Where does the word "they" occur in the entries below? Copy every line that has it.

*** Opening of DATA SUPPLIED ***

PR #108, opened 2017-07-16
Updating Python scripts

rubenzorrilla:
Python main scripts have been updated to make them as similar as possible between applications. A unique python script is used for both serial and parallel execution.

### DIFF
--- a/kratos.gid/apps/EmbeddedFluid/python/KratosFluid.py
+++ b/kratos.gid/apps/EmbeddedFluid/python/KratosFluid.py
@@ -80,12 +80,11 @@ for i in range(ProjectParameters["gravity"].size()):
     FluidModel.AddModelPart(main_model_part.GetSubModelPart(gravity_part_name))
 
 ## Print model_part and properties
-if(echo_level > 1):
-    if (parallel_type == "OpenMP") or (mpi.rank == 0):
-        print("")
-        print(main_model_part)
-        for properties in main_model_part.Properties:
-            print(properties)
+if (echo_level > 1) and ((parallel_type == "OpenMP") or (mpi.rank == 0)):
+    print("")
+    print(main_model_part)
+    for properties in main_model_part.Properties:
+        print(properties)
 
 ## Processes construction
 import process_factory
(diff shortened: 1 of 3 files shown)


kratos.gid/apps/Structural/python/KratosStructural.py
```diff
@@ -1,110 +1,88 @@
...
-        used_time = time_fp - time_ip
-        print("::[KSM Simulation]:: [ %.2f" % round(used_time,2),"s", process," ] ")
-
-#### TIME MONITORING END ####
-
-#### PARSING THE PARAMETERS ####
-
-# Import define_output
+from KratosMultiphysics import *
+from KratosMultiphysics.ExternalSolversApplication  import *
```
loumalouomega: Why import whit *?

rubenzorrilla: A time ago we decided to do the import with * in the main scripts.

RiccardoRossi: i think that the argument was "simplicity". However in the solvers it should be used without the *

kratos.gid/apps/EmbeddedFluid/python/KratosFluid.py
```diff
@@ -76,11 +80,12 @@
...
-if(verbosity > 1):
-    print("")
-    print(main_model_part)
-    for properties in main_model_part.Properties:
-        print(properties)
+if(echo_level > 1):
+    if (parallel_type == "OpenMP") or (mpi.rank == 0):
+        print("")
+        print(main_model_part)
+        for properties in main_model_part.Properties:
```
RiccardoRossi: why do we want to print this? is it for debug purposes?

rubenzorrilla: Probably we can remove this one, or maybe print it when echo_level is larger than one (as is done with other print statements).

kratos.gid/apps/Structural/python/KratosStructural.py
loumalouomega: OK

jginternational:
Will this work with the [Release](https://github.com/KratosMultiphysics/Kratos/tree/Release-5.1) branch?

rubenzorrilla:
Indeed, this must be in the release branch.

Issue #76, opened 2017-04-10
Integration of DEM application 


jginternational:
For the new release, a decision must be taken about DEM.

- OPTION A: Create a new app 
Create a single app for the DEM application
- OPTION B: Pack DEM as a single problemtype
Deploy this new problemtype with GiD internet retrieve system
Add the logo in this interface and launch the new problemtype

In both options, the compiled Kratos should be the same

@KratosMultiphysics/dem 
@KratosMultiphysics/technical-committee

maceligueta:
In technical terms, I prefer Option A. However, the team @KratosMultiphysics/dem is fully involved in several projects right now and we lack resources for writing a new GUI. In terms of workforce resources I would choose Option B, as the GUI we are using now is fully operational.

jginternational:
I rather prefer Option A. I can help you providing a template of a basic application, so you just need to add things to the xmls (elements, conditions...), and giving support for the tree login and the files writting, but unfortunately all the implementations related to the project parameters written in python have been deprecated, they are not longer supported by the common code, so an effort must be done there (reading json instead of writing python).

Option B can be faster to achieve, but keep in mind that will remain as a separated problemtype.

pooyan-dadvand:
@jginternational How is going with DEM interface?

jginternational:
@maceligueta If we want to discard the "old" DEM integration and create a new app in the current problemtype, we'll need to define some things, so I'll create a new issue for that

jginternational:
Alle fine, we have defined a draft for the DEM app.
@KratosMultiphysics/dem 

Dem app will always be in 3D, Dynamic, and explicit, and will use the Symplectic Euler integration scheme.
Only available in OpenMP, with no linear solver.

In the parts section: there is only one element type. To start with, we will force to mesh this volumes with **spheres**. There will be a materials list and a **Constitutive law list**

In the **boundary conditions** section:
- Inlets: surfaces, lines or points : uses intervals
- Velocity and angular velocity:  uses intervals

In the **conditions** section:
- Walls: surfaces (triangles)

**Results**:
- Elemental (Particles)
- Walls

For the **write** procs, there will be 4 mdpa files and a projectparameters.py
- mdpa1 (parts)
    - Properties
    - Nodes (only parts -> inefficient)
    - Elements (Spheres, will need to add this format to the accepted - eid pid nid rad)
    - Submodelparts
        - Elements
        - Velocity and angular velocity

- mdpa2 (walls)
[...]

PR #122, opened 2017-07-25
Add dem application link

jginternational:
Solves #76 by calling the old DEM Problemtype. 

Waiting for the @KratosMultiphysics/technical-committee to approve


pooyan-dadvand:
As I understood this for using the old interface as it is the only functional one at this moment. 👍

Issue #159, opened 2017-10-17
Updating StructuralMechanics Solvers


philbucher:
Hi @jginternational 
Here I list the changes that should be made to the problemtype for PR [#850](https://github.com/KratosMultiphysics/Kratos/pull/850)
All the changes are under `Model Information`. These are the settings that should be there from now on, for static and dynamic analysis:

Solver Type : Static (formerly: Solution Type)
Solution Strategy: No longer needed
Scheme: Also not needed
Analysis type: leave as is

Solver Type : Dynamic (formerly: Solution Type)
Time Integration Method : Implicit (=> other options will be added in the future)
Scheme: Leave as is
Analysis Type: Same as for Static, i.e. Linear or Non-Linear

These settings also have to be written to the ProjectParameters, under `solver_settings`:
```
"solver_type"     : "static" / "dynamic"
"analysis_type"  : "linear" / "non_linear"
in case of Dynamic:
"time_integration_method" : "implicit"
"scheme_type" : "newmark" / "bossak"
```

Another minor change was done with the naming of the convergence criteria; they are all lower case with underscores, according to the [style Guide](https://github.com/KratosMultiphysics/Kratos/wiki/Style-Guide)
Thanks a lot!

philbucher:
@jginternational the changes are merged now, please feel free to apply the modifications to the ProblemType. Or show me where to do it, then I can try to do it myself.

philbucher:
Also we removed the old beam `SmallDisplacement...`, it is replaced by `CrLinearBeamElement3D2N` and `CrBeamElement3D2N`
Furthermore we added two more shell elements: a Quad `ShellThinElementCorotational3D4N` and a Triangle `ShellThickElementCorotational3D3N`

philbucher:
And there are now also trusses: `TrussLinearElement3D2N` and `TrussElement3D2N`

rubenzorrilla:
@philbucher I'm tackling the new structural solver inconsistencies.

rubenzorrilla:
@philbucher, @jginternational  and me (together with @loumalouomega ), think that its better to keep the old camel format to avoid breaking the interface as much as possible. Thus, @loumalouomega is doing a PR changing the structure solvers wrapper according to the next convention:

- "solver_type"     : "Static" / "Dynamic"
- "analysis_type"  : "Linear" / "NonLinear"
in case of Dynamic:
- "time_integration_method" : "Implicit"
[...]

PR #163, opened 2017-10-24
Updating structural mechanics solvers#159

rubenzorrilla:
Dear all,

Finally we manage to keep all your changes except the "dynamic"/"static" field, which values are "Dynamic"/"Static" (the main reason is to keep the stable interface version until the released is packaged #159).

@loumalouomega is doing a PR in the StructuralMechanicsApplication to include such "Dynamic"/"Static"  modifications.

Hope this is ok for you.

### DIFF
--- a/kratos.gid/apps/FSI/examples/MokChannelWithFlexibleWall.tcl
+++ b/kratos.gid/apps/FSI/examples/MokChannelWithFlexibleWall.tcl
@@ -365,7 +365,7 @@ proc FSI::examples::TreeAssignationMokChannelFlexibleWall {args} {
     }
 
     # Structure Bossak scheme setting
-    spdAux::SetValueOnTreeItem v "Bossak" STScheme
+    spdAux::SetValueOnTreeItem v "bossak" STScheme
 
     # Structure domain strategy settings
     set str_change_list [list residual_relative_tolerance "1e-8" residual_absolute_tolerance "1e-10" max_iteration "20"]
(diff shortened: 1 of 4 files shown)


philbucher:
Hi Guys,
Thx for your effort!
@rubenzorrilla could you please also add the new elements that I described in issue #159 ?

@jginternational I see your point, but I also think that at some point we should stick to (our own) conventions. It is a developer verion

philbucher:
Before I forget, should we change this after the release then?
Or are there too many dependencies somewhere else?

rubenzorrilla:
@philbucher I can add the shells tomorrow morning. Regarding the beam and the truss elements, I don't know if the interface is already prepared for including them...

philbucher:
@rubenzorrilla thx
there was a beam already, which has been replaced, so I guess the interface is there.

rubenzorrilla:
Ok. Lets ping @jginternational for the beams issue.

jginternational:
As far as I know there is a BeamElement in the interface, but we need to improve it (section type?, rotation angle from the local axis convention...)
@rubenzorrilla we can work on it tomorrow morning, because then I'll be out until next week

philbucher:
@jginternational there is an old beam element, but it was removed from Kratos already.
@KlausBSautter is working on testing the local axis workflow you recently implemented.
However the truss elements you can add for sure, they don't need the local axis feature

*** Close of DATA SUPPLIED ***

**YOUR SOLUTION**
I rather prefer Option A. I can help you providing a template of a basic application, so you just need to add things to the xmls (elements, conditions...), and giving support for the tree login and the files writting, but unfortunately all the implementations related to the project parameters written in python have been deprecated, they are not longer supported by the common code, so an effort must be done there (reading json instead of writing python).
Another minor change was done with the naming of the convergence criteria; they are all lower case with underscores, according to the [style Guide](https://github.com/KratosMultiphysics/Kratos/wiki/Style-Guide)
However the truss elements you can add for sure, they don't need the local axis feature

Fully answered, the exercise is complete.